## RECORDS TO PROCESS

PR #2086, opened 2025-03-10
feat: add support for SingleSignOn login.

i4ki:

Implements `terramate cloud login --sso` for Single-Sign-On login.

none
```
yes, adds a new flag to `terramate cloud login`
```

### DIFF
--- a/cmd/terramate/cli/cli.go
+++ b/cmd/terramate/cli/cli.go
@@ -187,8 +187,9 @@ type cliSpec struct {
 
 	Cloud struct {
 		Login struct {
-			Google bool `optional:"true" help:"authenticate with google credentials"`
-			Github bool `optional:"true" help:"authenticate with github credentials"`
+			Google bool `optional:"true" xor:"login_provider" help:"authenticate with google credentials"`
+			Github bool `optional:"true" xor:"login_provider" help:"authenticate with github credentials"`
+			SSO    bool `optional:"true" xor:"login_provider" help:"authenticate with SSO credentials"`
 		} `cmd:"" help:"Sign in to Terramate Cloud."`
 		Info  struct{} `cmd:"" help:"Show your current Terramate Cloud login status."`
 		Drift struct {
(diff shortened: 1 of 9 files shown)


cmd/terramate/cli/tmcloud/auth/cloud_credential_google.go
```diff
@@ -161,13 +168,18 @@ func startServer(
...
+			ports = append(ports, minPort+rng.Intn(maxPort-minPort))
+		}
+	}
 
 	var ln net.Listener
-	const maxretry = 5
-	var retry int
-	for retry = 0; retry < maxretry; retry++ {
-		addr := "127.0.0.1:" + strconv.Itoa(minPort+rng.Intn(maxPort-minPort))
+	for _, port := range ports {
```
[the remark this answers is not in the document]
i4ki: we discussed using this at the time but it's not portable. For example, MacOS gives sequential ports without checking if they are in use. It's also not clear how other operating systems handle it (openbsd, freebsd, etc) so we decided to pick a random port and retry 5x. This is working fine for almost two years so I don't think it's worth changing now.

cmd/terramate/cli/cli.go
```diff
@@ -187,8 +187,9 @@ type cliSpec struct {
 
 	Cloud struct {
 		Login struct {
-			Google bool `optional:"true" help:"authenticate with google credentials"`
-			Github bool `optional:"true" help:"authenticate with github credentials"`
+			Google bool `optional:"true" xor:"login_provider" help:"authenticate with google credentials"`
+			Github bool `optional:"true" xor:"login_provider" help:"authenticate with github credentials"`
+			SSO    bool `optional:"true" xor:"login_provider" help:"authenticate with SSO credentials"`
```
sixstone-qq, line 192: Do you need to provide a flag? As the endpoint call latency is low and guess it based on the response. It is more convenient to end user as the organization name is now mandatory to sign with TMC

i4ki: Good question. Theoretically we can detect that current project uses SSO and do it automatically but I don't think this is a good idea. The `--google` is the default option and I think it's confusing if this is overridden if executed from a SSO based project.

@mariux wdyt?

cmd/terramate/cli/tmcloud/auth/cloud_credential_google.go
```diff
@@ -43,6 +43,12 @@ const (
 	maxPort = 52023
 
 	defaultGoogleTimeout = 60 * time.Second
+
+	googleProviderID = "google.com"
+	ssoProviderID    = "oidc.workos"
```
snakster, line 48: Could  define `ssoProviderID` and `ssoOauthScope` in loud_credential_sso.go instead.

snakster (approved):
👍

## WHAT NEEDS TO BE DONE
Using the data above, return every line that contains the string "current".

## EXPECTED OUTPUT
 		Info  struct{} `cmd:"" help:"Show your current Terramate Cloud login status."`
i4ki: Good question. Theoretically we can detect that current project uses SSO and do it automatically but I don't think this is a good idea. The `--google` is the default option and I think it's confusing if this is overridden if executed from a SSO based project.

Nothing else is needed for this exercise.